Tulane University to Host Math and Science Institute for Elementary School Teachers
Tulane University and the New Orleans Recovery School District have received a grant to develop and host an intensive summer institute for third and fourth grade math and science teachers July 14-31. At the institute, Tulane faculty will work with elementary teachers to improve their content knowledge and develop new teaching and learning strategies.
Fifty-four third and fourth grade teachers have been accepted into the tuition-free institute where they will work with college-level scientists and mathematicians to increase their subject matter knowledge and conceptual understanding of mathematics and science as defined by the Louisiana Comprehensive Curriculum. Institute participants will focus on their teaching skills through the use of laboratory equipment and workspace, computing facilities, libraries, and other resources available through the university. The teachers will then commit to eight days of additional training over the school year, receiving twenty total days of instruction and earning graduate credit through Tulane"s School of Continuing Studies. The institute will take place at Tulane"s uptown campus and other venues.
The summer institute, called NOLA SMILE Institute (for Science and Mathematics, Inquiry, Learning and Exploring), is Tulane"s latest endeavor to make education more progressive and effective in New Orleans. Tulane has worked toward the improvement of public education in the past few years, most visibly by partnering with a K-12 school post-Katrina, and with the creation of the Cowen Institute for Public Education Initiatives to support the transformation of public education in New Orleans.
At the NOLA SMILE Institute, teachers from public schools as well as charter, parochial and private schools will be represented. In fact, the development of the original NOLA SMILE proposal involved the Recovery School District administration, school leaders from the Recovery District Schools, Lusher Charter public school, the New Orleans Archdiocese, and private school Isidore Newman.

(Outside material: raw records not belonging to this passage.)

PR #3121, opened 2021-10-14
Fix gzclient starting with black screen

scpeters:
There is a longstanding issue (#681) in which `gzclient` occasionally starts with a black screen, failing to ever display the scene. Opening a second `gzclient` instance often works properly, suggesting a race condition in initialization. I highly suspect much of the non-determinism comes from the use of the `~/request` topic with gazebo-transport to communicate `scene_info` from `gazebo::physics::World` to `gazebo::rendering::Scene`. It is more reliable to use an ignition-transport service, so I have added a `/scene_info` ignition-transport service to `World` and changed `Scene` to prefer calling this service instead of using the `~/request` topic. If the ignition service is unavailable or fails, it will fall back to the current method using `~/request`, which should preserve backwards compatibility between old and new instances of `gzserver` and `gzclient`.

I've added a test for the new service to `INTEGRATION_info_services`. I've also fixed a few compiler warnings in ab57017.

### DIFF
--- a/gazebo/rendering/Scene.cc
+++ b/gazebo/rendering/Scene.cc
@@ -454,7 +454,6 @@ void Scene::Init()
 
   // Get scene info from physics::World with ignition transport service
   ignition::transport::Node node;
-  ignition::msgs::Scene sceneInfo;
   const std::string serviceName = "/scene_info";
   std::vector<ignition::transport::ServicePublisher> publishers;
   if (!node.ServiceInfo(serviceName, publishers) ||
--- a/gazebo/rendering/Scene.cc
+++ b/gazebo/rendering/Scene.cc
@@ -430,9 +430,21 @@ void Scene::Init()
       this->dataPtr->worldVisual));
   this->dataPtr->originVisual->Load();
 
-  this->dataPtr->requestPub->WaitForConnection();
-  this->dataPtr->requestMsg = msgs::CreateRequest("scene_info");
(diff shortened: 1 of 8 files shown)


WilliamLewww:
There is a small merge conflict but other than that, the changes seem to be working!

scpeters:
> There is a small merge conflict but other than that, the changes seem to be working!

I just merged with `gazebo11`, conflicts are resolved

WilliamLewww (approved):

gazebo/rendering/Scene.cc
```diff
@@ -454,9 +452,21 @@ void Scene::Init()
       this->dataPtr->worldVisual));
   this->dataPtr->originVisual->Load();
 
-  this->dataPtr->requestPub->WaitForConnection();
-  this->dataPtr->requestMsg = msgs::CreateRequest("scene_info");
-  this->dataPtr->requestPub->Publish(*this->dataPtr->requestMsg);
+  // Get scene info from physics::World with ignition transport service
+  ignition::transport::Node node;
+  ignition::msgs::Scene sceneInfo;
```
scpeters: I just realized this variable is unused. I'll wait for the current CI run to finish, then make this change and merge without CI

scpeters: https://github.com/osrf/gazebo/pull/3121/commits/37556f27f3e57b59e79b4af8e77ecf76e0ad8499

NOLA SMILE is administered by the Recovery School District and Tulane"s Teacher Certification Program, with support from the Tulane School of Science and Engineering, the Tulane School of Continuing Studies, the Tulane Center for Public Service, and the Cowen Institute for Public Education Initiatives. A representative from the Laser Inferometer Gravitational â⬓Wave Observatory, a facility in Livingston, La. dedicated to the detection of cosmic gravitational waves and the harnessing of these waves for scientific research and James MacLaren, a physicist and dean of the Newcomb-Tulane College, provided guidance in the development of the proposal.
NOLA SMILE is funded by a Math Science Partnership grant program of the State Department of Education and the U.S. Department of Education.